Make a different peer wherever you make a peer in your code
var peer = ENetMultiplayerPeer.new()
var peer = WebSocketMultiplayerPeer.new()

Creating the server has a very slightly different signature
 var error = peer.create_server(PORT, MAX_CONNECTIONS)
 var error = peer.create_server(PORT)

Creating the client has you specify the address/port all on one line
var error = peer.create_client(address, PORT)
var error = peer.create_client("wss://" + address + ":" + str(PORT))

Pointing Cloudflare Tunnels at a local websocket server

§Section titled Pointing Cloudflare Tunnels at a local websocket server

The setup is this:

• The game client is either…
  • …hosted on the cloud somewhere.
  • …hosted on your own machine via a tunnel.
  • Either way, players would be connecting over https:// (secure), so that means the websocket connection couldn’t work over ws:// (not secure).
• The game server is hosted on your own machine.

This took a lot of trial and error due to ports and tunneling and having to upload the game a bunch of times. Here was the setup that worked:

• Use the official websocket_multiplayer demo (canonical link in case that changes)
  • Modify main.gd
    • Set DEF_PORT to 443
    • In the peer.create_client call, set the protocol to wss://
  • Set up a Cloudflare Tunnel
    • The service should be http://localhost:443
      • This should not be https, although I don’t know why. 😢
    • Note that you shouldn’t try to change the port; Cloudflare uses a proxy for tunneling, and their proxies expect certain ports (reference).
• Regardless of where the client is, you’ll have to connect through the Cloudflare tunnel. In other words, localhost won’t work anymore because you don’t have a certificate on your own machine; Cloudflare is handling that through the tunnel. If you want to connect through localhost, then either set up your own certificates or change the protocol to ws://.

Creating a dedicated server (reference)

§Section titled Creating a dedicated server (reference)

There’s no need to run Godot with the entire GUI and audio driver; you can run a dedicated, headless server. There are two ways to do this:

• At runtime:
  • Either specify the --headless argument to Godot, e.g. /Applications/Godot.app/Contents/MacOS/Godot --path /path/to/MultiplayerPlatformerPrototype --headless or wait for this PR to be present.
• At export time: export the entire project as a dedicated server (see the next section in this note).
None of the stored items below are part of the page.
Issue #370, opened 2019-10-16
Misleading tarsnap error on negative account balance


ralish:
Assume the Tarsnap account associated with a given key has a negative balance. When attempting to perform operations against the account the following error is seen:
```
tarsnap: Network protocol violation by server
tarsnap: Error fscking archives
tarsnap: Error exit delayed from previous errors.
```

While a negative balance of course means Tarsnap should not be expected to work, the above error is extremely misleading. The [documentation on the error](https://www.tarsnap.com/network.html) also further reinforces this. In our case we missed a notification that our account needed credit added so weren't aware of the problem, and the Tarsnap error message sent us down entirely the wrong troubleshooting path.

We're using the latest Tarsnap package (1.0.39-2) from the APT repository on Ubuntu 18.04 x64. The command being run was an `--fsck` to rebuild the cache after migrating a service to a new server.

jungle-boogie:
Hi,

See issue https://github.com/Tarsnap/tarsnap/issues/328

This was testing the exit code, but you'll notice the output message indicated what exactly to check. Must be an edge case that hasn't been checked for account balance before.

ralish:
@jungle-boogie: Yeah, that sounds plausible. The output above is the entire total output but the exit code was non-zero (as it should be).

cperciva:
Wow, this is odd and definitely something we should fix.  @gperciva can you reproduce this in your test environment?

gperciva:
Confirmed:

```
$ ./tarsnap --keyfile local.keys --cachedir cache/ --fsck
tarsnap: Network protocol violation by server
tarsnap: Error fscking archives
tarsnap: Error exit delayed from previous errors.
```

Server log shows `tarsnap-server: Disallowing transaction start due to ENOMONEY`, so the problem is definitely in the client.  Fix incoming.

gperciva:
This was fixed in #371.

PR #371, opened 2019-10-16
fsck ENOMONEY

gperciva:


tar/storage/storage_transaction.c
```diff
@@ -327,16 +327,26 @@ storage_transaction_start(NETPACKET_CONNECTION * NPC, uint64_t machinenum,
...
+		switch (type) {
+		case 0:
+			/* write. */
+			warn0("Cannot start write transaction: "
+			    "Account balance is not positive.");
+			warn0("Please add more money to your tarsnap account");
+			goto err0;
+		case 2:
+		case 3:
+			/* fsck. */
```
gperciva: at first I wrote
```
/* Write transaction. */
```
but then I had a problem with fsck.  Would it be
```
/* fsck transaction. */
```
or
```
/* Fsck transaction. */
```

The latter makes me cringe, but the former looks bad in context (of other comments having an initial capital letter).

tar/storage/storage_transaction.c
```diff
@@ -327,16 +327,26 @@ storage_transaction_start(NETPACKET_CONNECTION * NPC, uint64_t machinenum,
 		warn0("Sequence number mismatch: Run --fsck");
 		goto err0;
 	case 2:
-		/* We should only get this for a write transaction start. */
```
gperciva: I'm not certain what you were thinking at the time, so I don't know if this is a decent fix.

The previous significant changes to this file were in 2010-06-27 for tarsnap 1.0.27 -- that added the `fsck` with `whichkey` being 2 or 3, for example.  This particular message was introduced in 2008-10-14 for tarsnap 1.0.14.

gperciva: oh, in case it helps, here's some git hashes:

1.0.14: fe41096be6d1ec38ea35a175f3d82605e104b604
1.0.27: 04fdb829bb369ad099e3b5bfe35086e0cb93f2c9

gperciva:
Draft fix for #370.  I'm rather vague about how the storage layer works.

You wouldn't believe how many times I typo'd `ENOMONKEY`.

tar/storage/storage_transaction.c
cperciva: Maybe `/* --fsck transaction using write key. */` and likewise s/write/delete/ ?

cperciva: I take back the second part of that.  This code path should only be triggered when using the write keys (whether fscking or not).

tar/storage/storage_transaction.c
cperciva: Yeah, I was right that this had to do with using the write keys for fsck starting at 1.0.27.  The case of using the delete key for fsck is fine already (we'll never get ENOMONEY in that case).

gperciva:
I think that this one is ready for merge.  I also added a "Progammer error" for "non-positive account balance" with any other operations.

tar/storage/storage_transaction.c
```diff
@@ -330,16 +330,27 @@ storage_transaction_start(NETPACKET_CONNECTION * NPC, uint64_t machinenum,
...
+		case 3:
+			/* --fsck transaction using the write key. */
+			warn0("Could not begin fsck: "
+			    "Account balance is not positive");
+			warn0("Please add more money to your tarsnap account");
+			goto err0;
+		default:
+			/* We don't expect account balance for other ops. */
+			warn0("Programmer error: "
+			    "Unexpected non-positive account balance");
```
cperciva: Is there a reason this isn't "... account balance error"?  It's the error which is unexpected here, not the balance.

gperciva: ok.  I fixed this via a rebase, since it's only a 2-line commit.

To detect that you’re running on a dedicated server (reference), I just expose a function in an auto-loaded script that looks like this:

func is_dedicated_server():
  return OS.has_feature("dedicated_server") or DisplayServer.get_name() == "headless"

If you want to require that the only server that can run is a dedicated one, then just only expose hosting functionality after checking is_dedicated_server() (since multiplayer.is_server() only becomes true after calling create_server).

Exporting as a dedicated server

§Section titled Exporting as a dedicated server

To set this up:

• Go to Project → Export… and make a new export template that matches the platform where the server will run:
  • 
• Click “Resources” and then select Export as dedicated server:
  • 
• For the rest of the steps, read the reference link above (Godot was lagging too badly to finish this process)

Troubleshooting

§Section titled Troubleshooting

MultiplayerSynchronizer doesn’t always seem to replicate a value

§Section titled MultiplayerSynchronizer doesn’t always seem to replicate a value

I never figured this out, but I had added in a did_teleport boolean that I was having my synchronizer synchronize. The authoritative client was definitely setting it correctly, but then the other client wasn’t always printing that it was set to true.

I don’t know why this could happen. I was doing this with websockets over localhost, so there shouldn’t have been any unreliability. I also don’t know how there could be a race condition. It just felt like the synchronizer wouldn’t send the updated values sometimes.